Blues vocalist, rock and roll, soul, jazz, gospel, R&B

(1938 – 2012)


Etta James was raised by adoptive parents until her biological mother (who was 14 years old when James was born) took her 12-year-old daughter to San Francisco. There, James formed a doo-wop girl trio called the Creolettes, which was renamed Peaches after band leader Johnny Otis discovered them when James was 14 years old. After signing with Chess Records in 1960, James became the label’s first major female star with songs like “All I Could Do Was Cry,” “Trust in Me,” “At Last,” and “Something’s Got a Hold on Me,” and in 1967 she returned to the charts with the soul hit “Tell Mama.” James left Chess Records in 1976 and began recording for other record labels and touring. She performed as the opening act for the Rolling Stones in the late ’70s and early ’80s.

After a seven-year absence, she recorded the album Seven Year Itch in 1988, followed by Stickin’ to My Guns in 1990, 12 Songs of Christmas in 1998, Let’s Roll in 2003, and her final album, The Dreamer in 2011. Over the years, James’ voice changed, becoming rougher and deeper, making her one of the first women to sing in the style that later became known as soul. She continued to perform until the beginning of the 21st century.

James’ artistic mastery was recognized with four Grammy awards, including one in 2003 for her entire career, as well as induction into the Rock and Roll Hall of Fame, Blues Hall of Fame, and Grammy Hall of Fame. Her autobiography, Rage to Survive, written with David Ritz, was published in 1995.

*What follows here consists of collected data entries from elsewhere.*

PR #594, opened 2021-08-10
Adds disabled state for left nav with locked icon and tooltip

### LINKED ISSUE #583: In the left menu, display locks for "locked" items
## Overview

The same way a lock is shown in the item children list when the item cannot be explored/started (when can_view='info'), display a white lock on the right in the left menu when the user cannot participate in this item.

(example with a temp user (non authenticated user) in `/en/#/activities/by-id/4102;attempId=0;path=4702/details`)
Screenshot 2021-08-05 at 17 48 13

## Acceptance criteria
- [ ] Show a white lock icon on the right of item row with permission `can_view='info'` (for any type of item)
- [ ] On hover, display the tooltip: 
  - for chapter, skills: "Your current access rights do not allow you to list the content of this chapter/skill."
  - for task/course: "Your current access rights do not allow you to start the activity."

Iloveall:
Fixes #583

### DIFF
--- a/src/app/core/components/left-nav-tree/left-nav-tree.component.html
+++ b/src/app/core/components/left-nav-tree/left-nav-tree.component.html
@@ -59,6 +59,13 @@
             <span class="node-state" *ngIf="node.data.status === 'error'">
               <i class="fa fa-exclamation-triangle"></i>
             </span>
+            <span
+              class="node-state"
+              *ngIf="node.data.element.isLocked"
+              i18n-pTooltip pTooltip="{{ 'Your current access rights do not allow you to list the content of this chapter/skill.' }}"
+            >
+              <i class="fa fa-lock"></i>
+            </span>
           </span>
         </span>
       </span>
@@ -116,7 +123,7 @@
     <span
       id="nav-{{ node.data.element.id }}"
       class="node-tree-item folder"
-      [ngClass]="{ expanded: node.expanded, locked: node.locked, current: node.data && node.data.current }"
+      [ngClass]="{ expanded: node.expanded, locked: node.locked, current: node.data && node.data.current, disabled: node.data.element.disabled }"
     >
       <span class="node-item-branch">
         <span class="top-branch">
@@ -136,6 +143,13 @@
             <span class="node-label-title">
               {{ node.data.element.title }}
               <span *ngIf="node.data.element.groupName">(via group "{{ node.data.element.groupName }}")</span>
+            </span>
+            <span
+              class="node-state"
+              *ngIf="node.data.element.disabled"
+              i18n-pTooltip pTooltip="Your current access rights do not allow you to list the content of this chapter/skill."
+            >
+              <i class="fa fa-lock"></i>
             </span>
           </span>
           <alg-skill-progress
@@ -204,7 +218,7 @@
     <span
       id="nav-{{ node.data.element.id }}"
       class="node-tree-item folder"
-      [ngClass]="{ expanded: node.expanded, locked: node.locked, current: node.data && node.data.current }"
+      [ngClass]="{ expanded: node.expanded, locked: node.locked, current: node.data && node.data.current, disabled: node.data.element.disabled }"
     >
       <span class="node-item-branch">
         <span class="top-branch">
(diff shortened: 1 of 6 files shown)


smadbe (changes requested):
Unexpected behavior, if I go to "Parcours officiels\Parcours officiels\4LA 1ère année UE Informatique", via the left menu, then I cannot click on the other "locked" item in the left menu.

smadbe (changes requested):
The white selection background has transparency as well, this is not what we want.
Screenshot 2021-08-12 at 09 08 40
(even, the icon on the left and right should not be with opacity, just the text)

src/app/core/components/left-nav-tree/left-nav-tree.component.html
```diff
@@ -59,6 +59,13 @@
             <span class="node-state" *ngIf="node.data.status === 'error'">
               <i class="fa fa-exclamation-triangle"></i>
             </span>
+            <span
+              class="node-state"
+              *ngIf="node.data.element.isLocked"
+              i18n-pTooltip pTooltip="{{ 'Your current access rights do not allow you to list the content of this chapter/skill.' }}"
```
smadbe, line 65:
```suggestion
              i18n-pTooltip pTooltip="{{ 'Your current access rights do not allow you to list the content of this chapter.' }}"
```

src/app/core/components/left-nav-tree/left-nav-tree.component.html
```diff
@@ -137,6 +144,13 @@
               {{ node.data.element.title }}
               <span *ngIf="node.data.element.groupName">(via group "{{ node.data.element.groupName }}")</span>
             </span>
+            <span
+              class="node-state"
+              *ngIf="node.data.element.disabled"
+              i18n-pTooltip pTooltip="Your current access rights do not allow you to list the content of this chapter/skill."
```
smadbe, line 150:
```suggestion
              i18n-pTooltip pTooltip="Your current access rights do not allow you to list the content of this skill."
```

src/app/core/components/left-nav-tree/left-nav-tree.component.html
```diff
@@ -116,7 +123,7 @@
     <span
       id="nav-{{ node.data.element.id }}"
       class="node-tree-item folder"
-      [ngClass]="{ expanded: node.expanded, locked: node.locked, current: node.data && node.data.current }"
+      [ngClass]="{ expanded: node.expanded, locked: node.locked, current: node.data && node.data.current, disabled: node.data.element.disabled }"
```
smadbe, line 126: "locked" seems not to be used anymore, probably it was done for this. 
I think I would prefer you reuse the "locked" class for this. 

And `node.data.element` is a `NavTreeElement`, it does not have any "disabled". It only works because the angular templating forgets about the type and makes everything 'any'.
So just introduce a new `locked` property in `NavTreeElement` and make sure it has a value for items and groups. (it may be made more clean later)

src/app/core/http-services/item-navigation.service.ts
```diff
@@ -88,7 +88,8 @@ export interface NavMenuItem {
   currentScore?: number,
   validated?: boolean,
   canViewContent: boolean,
-  children?: NavMenuItem[] // placeholder for children when fetched (may 'hasChildren' with 'children' not set)
+  children?: NavMenuItem[], // placeholder for children when fetched (may 'hasChildren' with 'children' not set)
+  disabled: boolean,
```
smadbe, line 92: `canViewContent` does already the same ... and it is not used so it can just be renamed.

smadbe (changes requested):

src/app/core/components/left-nav-tree/left-nav-tree.component.html
Iloveall: Fixed

src/app/core/http-services/item-navigation.service.ts
Iloveall: Fixed

src/app/core/components/left-nav-tree/left-nav-tree.component.html
```diff
@@ -31,7 +31,7 @@
           <span class="mask-branch"></span>
         </span>
       </span>
-      <span class="node-item-content" [ngClass]="{ unlocked: !node.locked }" (click)="selectNode(node)">
+      <span class="node-item-content" [ngClass]="{ unlocked: !node.data.element.locked }" (click)="selectNode(node)">
```
smadbe, line 34: What is "unlocked"? Some are locked but the other one should be "normal", I don't see why a need for a specific unlocked class.

smadbe (changes requested):

src/app/core/components/left-nav-tree/left-nav-tree.component.html
Iloveall: Fixed

smadbe (approved):
Looks good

HERBIE HANCOCK (Herbert Jeffrey Hancock)

Keyboard player, composer and bandleader

83 years old


Born on April 12, 1940 in Chicago, Illinois, USA, he gained wide popularity as the leader of electric jazz-rock groups. At the age of 11, Hancock performed the first movement of a Mozart concert with the Chicago Symphony Orchestra. He formed his own band during high school, and after graduating from Grinnell College in Iowa in 1960, he joined trumpeter Donald Byrd’s group and moved to New York. There, his ingenious accompaniments and accurate solos with bebop groups brought him tours with Miles Davis during the period 1963-1968. The research on the rhythmic and harmonic freedom of Davis’ mid-60s quintet stimulated some of Hancock’s most daring rhythmic and harmonically colorful concepts.

In the 1970s, after participating in Davis’ first jazz-rock experiments, Hancock began leading fusion bands and playing electronic keyboards, electric pianos, and synthesizers, releasing jazz-funk hits like “Chameleon” from the album Headhunters, his best-selling album. Among Hancock’s later dance hits are “You Bet Your Love” and “Rockit”. Meanwhile, he composed music, both jazz-rock and classic jazz, for commercials, television, and films such as “Blow-Up”, “Death Wish”, and “Round Midnight” – for which he won an Oscar.

For the 2001 album “Future 2 Future”, Hancock teamed up with jazz legend Wayne Shorter and some of the biggest names in techno music to produce a fusion full of jazz rhythms and electronic music. His next project, Possibilities (2005), was an adventure in pop music with guests such as Stevie Wonder, Paul Simon, and Santana. Throughout his career, he has won 14 Grammy awards and received 34 nominations.


JOHN COLTRANE (John William Coltrane)

Saxofonist, composer, orchestra leader

(1926 – 1967)


John Coltrane died at only 40 years old, but he was already one of the most influential figures in 20th century jazz. The beginning of his career gave no indication of the sparks he would ignite in the genre’s industry. He served in the Navy from 1945-1946 and returned to play with a variety of jazz groups, switching from alto sax to tenor in 1947. He only began to attract critics’ attention when he joined Miles Davis’ quintet in 1955, and in 1957 he released the controversial “Blue Train” as a bandleader. He also overcame his addictions and experienced a spiritual awakening, which he celebrated in his groundbreaking 1964 session, “A Love Supreme.”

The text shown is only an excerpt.